I know this an old thread, but what about an engine hoist if you have the room? Here is an example that is foldable with plenty of lift. Put your chest freezer on blocks and roll right underneath. This example is pricey, but I’m sure there are others.

https://www.autozone.com/engine-and...-crane-includes-8-ton-capacity-ram/902288_0_0


----------



## cgallamo (Feb 15, 2018)

tilt and support with the opposite hand. Never had an issue lifting 3 and 5 gal carboys with the handle. I have a 6.5 I'm a little more careful with.


----------



## JamesGrape (Feb 15, 2018)

I have a neck handle on my 6.5. I use it to tilt the carboy and get a hand under as you say. But getting the carboy in and out of the chest freezer is an effort worth a weight lifter yell. I think the pump is a great idea. But my first rack would have had me swabbing out my chest freezer due to operator error.


----------



## Ajmassa (Feb 15, 2018)

I don’t carry em full by the handle. But I do lift. Aside from neck tension i’d like to point out another issue. 
— I swap them often since I only have a couple handles. Sometimes I don’t have a screwdriver within arms reach and just hand tighten the wingnut. 
I had just windex’d the outsides and that sucker slipped right out the handle at waist high. A full 5 gal carboy! Fortunately I use rubber mats for this exact scenerio and only lost some wine. But This only hadto happen once for me to never cut corners while in a rush again.


----------



## vacuumpumpman (Feb 15, 2018)

JamesGrape said:


> I know this an old thread, but what about an engine hoist if you have the room? Here is an example that is foldable with plenty of lift. Put your chest freezer on blocks and roll right underneath. This example is pricey, but I’m sure there are others.
> 
> https://www.autozone.com/engine-and...-crane-includes-8-ton-capacity-ram/902288_0_0




For that price you could purchase almost 2 Allinonewinepumps !

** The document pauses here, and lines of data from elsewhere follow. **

PR #1180, opened 2020-11-12
feat: re assign ens

### LINKED ISSUE #1141: Re-assign Name
- Show Map to select the name parcel
- After selecting the new parcel and clicking "continue", the user should be redirected to the Edit Name page with the parcel and name selected ready to send the `Set content" transaction

### LINKED ISSUE #1170: Refactor: Consistent naming for components
We have some name inconsistencies around ENS, mostly regarding Components. Some examples are:

```
- LandSetNameForm.tsx
- LandSelectNameForm.tsx
- LandEnsPage.tsx
```

I think it's a good idea to keep `ENS` as the name for the code even if we then use `Name` for things like the tab on the UI.

Also for variable names I'd keep a capitalized `ENS` except for a single one. So:

```ts
const ens = { ... }
function getENS() {}
type ENS = { ... }
const ensList = [ ... ]
```

And
```
- LandSetNameForm.tsx    =>  SetENSDataForm.tsx  // Sets the resolver and content
- LandSelectNameForm.tsx =>  SelectENSForm.tsx   // Selects a ENS from the list to set on a Land
- LandEnsPage.tsx        =>  SetENSPage.tsx      // Contains the other two
```

What do you think @cazala @malaniz
I don't love the names I came up with for the files even tho I think they're better than what we have now no?
Also, is there any other name I'm missing? ( @malaniz )

nicosantangelo:
Closes #1141 
Closes #1170


cazala:
A few thingys:

1) The navigation in the `/set-name` page is showing the tabs and not showing the back button, and the map is missing the rounded corners:

Screen Shot 2020-11-16 at 7 39 50 PM

Designs:

Screen Shot 2020-11-16 at 8 14 49 PM

2) When I click on the Wearables tab, the app blows up, and the router complains with: 

```
Warning: <Route> elements should not change from uncontrolled to controlled (or vice versa). You initially used no "location" prop and then provided one on a subsequent render.
```

Seems like a rebase issue?

Other than these minor issues the functionality of the feature is working as expected 👍

malaniz (changes requested):
There is only one detail that I found. When you want to assign a land that is currently used for that domain it goes to the `SetResolver / SetContent` page with only available "Finish Button".
img-bUK9Bs_000

I think it is a good idea to check and show a message as we made in the /land/<coord>/set-name and disabling the `continue` button.

malaniz (approved):
LGTM!

cazala (approved):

I like to set the empty carboy in the freezer and transfer into using the allinone and I do the same to remove it also- I know they are heavy and they are even more slippery when taking them out ( depending on temp and humidity level s) and transferring them.


----------



## sour_grapes (Feb 15, 2018)

Ajmassa5983 said:


> I don’t carry em full by the handle. But I do lift. Aside from neck tension i’d like to point out another issue.
> — I swap them often since I only have a couple handles. Sometimes I don’t have a screwdriver within arms reach and just hand tighten the wingnut.
> I had just windex’d the outsides and that sucker slipped right out the handle at waist high. A full 5 gal carboy! Fortunately I use rubber mats for this exact scenerio and only lost some wine. But This only hadto happen once for me to never cut corners while in a rush again.



Dude, buy some more handles! Actually, this is true: I just went down and put the spare carboy handle I have (bought one too many) and put it into the box of wine I have set aside to send to you.


----------



## FTC Wines (Feb 16, 2018)

Well besides handles for Empty carboys, I have the carboys on rolling carts and a vacuum pump to transfer the wine. There fore I don't need to lift a full carboy ever. Roy ps don't ask about breaking a carboy & losing 5gals of wine!! (The reason for above)


----------



## JamesGrape (Feb 16, 2018)

Ok. I’m sold on the pump program 

Then I need to get full carboys from my wine-making outbuilding across the grass yard and into the house where we have a 54-degree wine room for storage. I’ll guess for that i’ll use a two-wheel hand truck with foam pipe wrap on the uprights, and a strap to hold the carboy onto the truck. Luckily no steps involved here, just the normal doorway transitions.


----------



## CDrew (Feb 16, 2018)

I thought it was just me! 250 pounds Primativo no problem!


----------



## JamesGrape (Feb 16, 2018)

Nice CDrew!


----------



## Donatelo (Feb 16, 2018)

Something I haven't seen talked about here is; " Why put it in a 6 gallon carboy when two 3-gallons will do."
easier to lift and if you decide to do something different, you can do it to half and let the other half continue .

Just my two cents.


----------



## JamesGrape (Feb 16, 2018)

Sometimes the obvious escapes me. Thanks for that 



Donatelo said:


> Something I haven't seen talked about here is; " Why put it in a 6 gallon carboy when two 3-gallons will do."
> easier to lift and if you decide to do something different, you can do it to half and let the other half continue .
> 
> Just my two cents.


----------



## balatonwine (Feb 16, 2018)

Donatelo said:


> Why put it in a 6 gallon carboy when two 3-gallons will do.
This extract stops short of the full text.